- _PROBLEM DESCRIPTION_
Please restate the listing that follows without changing anything.

- _ENTRIES PROVIDED_

Issue #436, opened 2025-02-14
Upgrading `duckdb-rs` to 1.2.0 fails linking on Ubuntu 22.04


cpaika:
When trying to upgrade duckdb-rs from 1.1.1 to 1.2.0, we're getting compilation failures on our Linux build machines when using the `bundled` flag.  It looks like duckdb compiles successfully, but linking fails into the final binary.  This build is working with duckdb 1.1.1, a change in 1.2.0 is somehow breaking it.

```
 > [8/8] RUN $HOME/.cargo/bin/cargo test:
266.3   = note: /usr/bin/ld: /app/target/debug/deps/liblibduckdb_sys-f5c8fd0dd29e7ad5.rlib(d72e143842620a4d-ub_src_planner_expression.o): in function `void duckdb::DynamicCastCheck<duckdb::ListLambdaBindData, duckdb::FunctionData>(duckdb::FunctionData const*)':
266.3           /app/target/debug/build/libduckdb-sys-51da510693e3ab30/out/duckdb/src/include/duckdb/common/helper.hpp:262: undefined reference to `typeinfo for duckdb::ListLambdaBindData'
266.3           /usr/bin/ld: /app/target/debug/build/libduckdb-sys-51da510693e3ab30/out/duckdb/src/include/duckdb/common/helper.hpp:262: undefined reference to `typeinfo for duckdb::ListLambdaBindData'
266.3           collect2: error: ld returned 1 exit status
266.3
266.3   = note: some `extern` functions couldn't be found; some native libraries may need to be installed or have their path specified
266.3   = note: use the `-l` flag to specify native libraries to link
266.3   = note: use the `cargo:rustc-link-lib` directive to specify the native libraries to link with Cargo (see https://doc.rust-lang.org/cargo/reference/build-scripts.html#rustc-link-lib)
266.3
266.4 error: could not compile `duckdb-repro` (bin "duckdb-repro" test) due to 1 previous error
Dockerfile:23
```

I've included a minimal reproduction of the issue here: https://github.com/cpaika/duckdb-reproduction/tree/main

My guess is this is related to RTTI, or the LambdaBindGen object isn't being included in the final artifact somehow but not sure.

Any ideas what the problem?  Or if there's a compilation flag to fix it?

jessekrubin:
ditto! same thing here!

Maxxen:
[...]

PR #438, opened 2025-02-17
fix: pin duckdb and libduckdb-sys versions

luong-komorebi:
**Context** :
- Rust considers a package version to be compatible if their leftmost greater-than-zero version is the same. This means 1.2.0 is compatible with 1.1.1. This is not "wrong" and complies well with "semver". However, minor releases of duckdb usually contains breaking changes  (see changelogs at https://r.duckdb.org/news/index.html) and 1.2.0 might break 1.1.1
- Recent changes to libduckdb-sys breaks build process on ubuntu for duckdb-rs https://github.com/duckdb/duckdb-rs/issues/436. Since there was no version lock for libduckdb-sys, there are cases that even when locking duckdb-rs in downstream repos, libduckdb-sys is still upgraded to the newer and mismatched version. 

**Proposed changes**:
- Strictly lock version of libduckdbsys and duckdb by using [Comparision Requirement](https://doc.rust-lang.org/cargo/reference/specifying-dependencies.html#comparison-requirements). While tilde requirement can be used as well, I am not too sure if that is suitable given that every version bump in this repo usually couples duckdb-rs and libduckdb-sys

**Note**:
- This should be backported to version `1.1.1` as `1.1.2` to safeguard maintainers from accidentally being bumped to 1.2.0

### DIFF
--- a/Cargo.toml
+++ b/Cargo.toml
@@ -19,8 +19,8 @@ license = "MIT"
 categories = ["database"]
 
 [workspace.dependencies]
-duckdb = { version = "1.2.0", path = "crates/duckdb" }
-libduckdb-sys = { version = "1.2.0", path = "crates/libduckdb-sys" }
+duckdb = { version = "=1.2.0", path = "crates/duckdb" }
+libduckdb-sys = { version = "=1.2.0", path = "crates/libduckdb-sys" }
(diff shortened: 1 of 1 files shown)


Maxxen:
Hello! Thanks a lot for the PR! I've included these changes as part of https://github.com/duckdb/duckdb-rs/pull/462, so I'm going to go ahead and close this.

PR #439, opened 2025-02-18
Add support for Map writing to Arrow vtab

sgrebnov:
PR adds support for writing Map Arrow data type to Arrow vtab.

`MapArray` is physically implemented as a `ListArray` of structs with key and value fields, and support for this can be added using `list_vector` and `struct_array_to_vector`.

While working on large Map arrays, I discovered that `StructVector.child` must adjust its vector capacity similarly to `ListVector.child`; otherwise it can reach array capacity (`"assertion failed: array.len() <= out.capacity()"`). Improved.

~Note: the lint error is unrelated to this change and due to recently released `rust version 1.85 / 2025-02-17` that automatically applied to the CI (requires improvement in `crates/duckdb/src/r2d2.rs:118:31`)~
 - https://github.com/duckdb/duckdb-rs/pull/443

### DIFF
--- a/crates/duckdb/src/core/vector.rs
+++ b/crates/duckdb/src/core/vector.rs
@@ -192,7 +192,8 @@ impl ListVector {
     }
 
     /// Take the child as [StructVector].
-    pub fn struct_child(&self) -> StructVector {
+    pub fn struct_child(&self, capacity: usize) -> StructVector {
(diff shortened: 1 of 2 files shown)


Maxxen:
Thanks a lot for the PR! LGTM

- _YOUR SOLUTION_
Issue #436, opened 2025-02-14
Upgrading `duckdb-rs` to 1.2.0 fails linking on Ubuntu 22.04


cpaika:
When trying to upgrade duckdb-rs from 1.1.1 to 1.2.0, we're getting compilation failures on our Linux build machines when using the `bundled` flag.  It looks like duckdb compiles successfully, but linking fails into the final binary.  This build is working with duckdb 1.1.1, a change in 1.2.0 is somehow breaking it.

```
 > [8/8] RUN $HOME/.cargo/bin/cargo test:
266.3   = note: /usr/bin/ld: /app/target/debug/deps/liblibduckdb_sys-f5c8fd0dd29e7ad5.rlib(d72e143842620a4d-ub_src_planner_expression.o): in function `void duckdb::DynamicCastCheck<duckdb::ListLambdaBindData, duckdb::FunctionData>(duckdb::FunctionData const*)':
266.3           /app/target/debug/build/libduckdb-sys-51da510693e3ab30/out/duckdb/src/include/duckdb/common/helper.hpp:262: undefined reference to `typeinfo for duckdb::ListLambdaBindData'
266.3           /usr/bin/ld: /app/target/debug/build/libduckdb-sys-51da510693e3ab30/out/duckdb/src/include/duckdb/common/helper.hpp:262: undefined reference to `typeinfo for duckdb::ListLambdaBindData'
266.3           collect2: error: ld returned 1 exit status
266.3
266.3   = note: some `extern` functions couldn't be found; some native libraries may need to be installed or have their path specified
266.3   = note: use the `-l` flag to specify native libraries to link
266.3   = note: use the `cargo:rustc-link-lib` directive to specify the native libraries to link with Cargo (see https://doc.rust-lang.org/cargo/reference/build-scripts.html#rustc-link-lib)
266.3
266.4 error: could not compile `duckdb-repro` (bin "duckdb-repro" test) due to 1 previous error
Dockerfile:23
```

I've included a minimal reproduction of the issue here: https://github.com/cpaika/duckdb-reproduction/tree/main

My guess is this is related to RTTI, or the LambdaBindGen object isn't being included in the final artifact somehow but not sure.

Any ideas what the problem?  Or if there's a compilation flag to fix it?

jessekrubin:
ditto! same thing here!

Maxxen:
[...]

PR #438, opened 2025-02-17
fix: pin duckdb and libduckdb-sys versions

luong-komorebi:
**Context** :
- Rust considers a package version to be compatible if their leftmost greater-than-zero version is the same. This means 1.2.0 is compatible with 1.1.1. This is not "wrong" and complies well with "semver". However, minor releases of duckdb usually contains breaking changes  (see changelogs at https://r.duckdb.org/news/index.html) and 1.2.0 might break 1.1.1
- Recent changes to libduckdb-sys breaks build process on ubuntu for duckdb-rs https://github.com/duckdb/duckdb-rs/issues/436. Since there was no version lock for libduckdb-sys, there are cases that even when locking duckdb-rs in downstream repos, libduckdb-sys is still upgraded to the newer and mismatched version. 

**Proposed changes**:
- Strictly lock version of libduckdbsys and duckdb by using [Comparision Requirement](https://doc.rust-lang.org/cargo/reference/specifying-dependencies.html#comparison-requirements). While tilde requirement can be used as well, I am not too sure if that is suitable given that every version bump in this repo usually couples duckdb-rs and libduckdb-sys

**Note**:
- This should be backported to version `1.1.1` as `1.1.2` to safeguard maintainers from accidentally being bumped to 1.2.0

### DIFF
--- a/Cargo.toml
+++ b/Cargo.toml
@@ -19,8 +19,8 @@ license = "MIT"
 categories = ["database"]
 
 [workspace.dependencies]
-duckdb = { version = "1.2.0", path = "crates/duckdb" }
-libduckdb-sys = { version = "1.2.0", path = "crates/libduckdb-sys" }
+duckdb = { version = "=1.2.0", path = "crates/duckdb" }
+libduckdb-sys = { version = "=1.2.0", path = "crates/libduckdb-sys" }
(diff shortened: 1 of 1 files shown)


Maxxen:
Hello! Thanks a lot for the PR! I've included these changes as part of https://github.com/duckdb/duckdb-rs/pull/462, so I'm going to go ahead and close this.

PR #439, opened 2025-02-18
Add support for Map writing to Arrow vtab

sgrebnov:
PR adds support for writing Map Arrow data type to Arrow vtab.

`MapArray` is physically implemented as a `ListArray` of structs with key and value fields, and support for this can be added using `list_vector` and `struct_array_to_vector`.

While working on large Map arrays, I discovered that `StructVector.child` must adjust its vector capacity similarly to `ListVector.child`; otherwise it can reach array capacity (`"assertion failed: array.len() <= out.capacity()"`). Improved.

~Note: the lint error is unrelated to this change and due to recently released `rust version 1.85 / 2025-02-17` that automatically applied to the CI (requires improvement in `crates/duckdb/src/r2d2.rs:118:31`)~
 - https://github.com/duckdb/duckdb-rs/pull/443

### DIFF
--- a/crates/duckdb/src/core/vector.rs
+++ b/crates/duckdb/src/core/vector.rs
@@ -192,7 +192,8 @@ impl ListVector {
     }
 
     /// Take the child as [StructVector].
-    pub fn struct_child(&self) -> StructVector {
+    pub fn struct_child(&self, capacity: usize) -> StructVector {
(diff shortened: 1 of 2 files shown)


Maxxen:
Thanks a lot for the PR! LGTM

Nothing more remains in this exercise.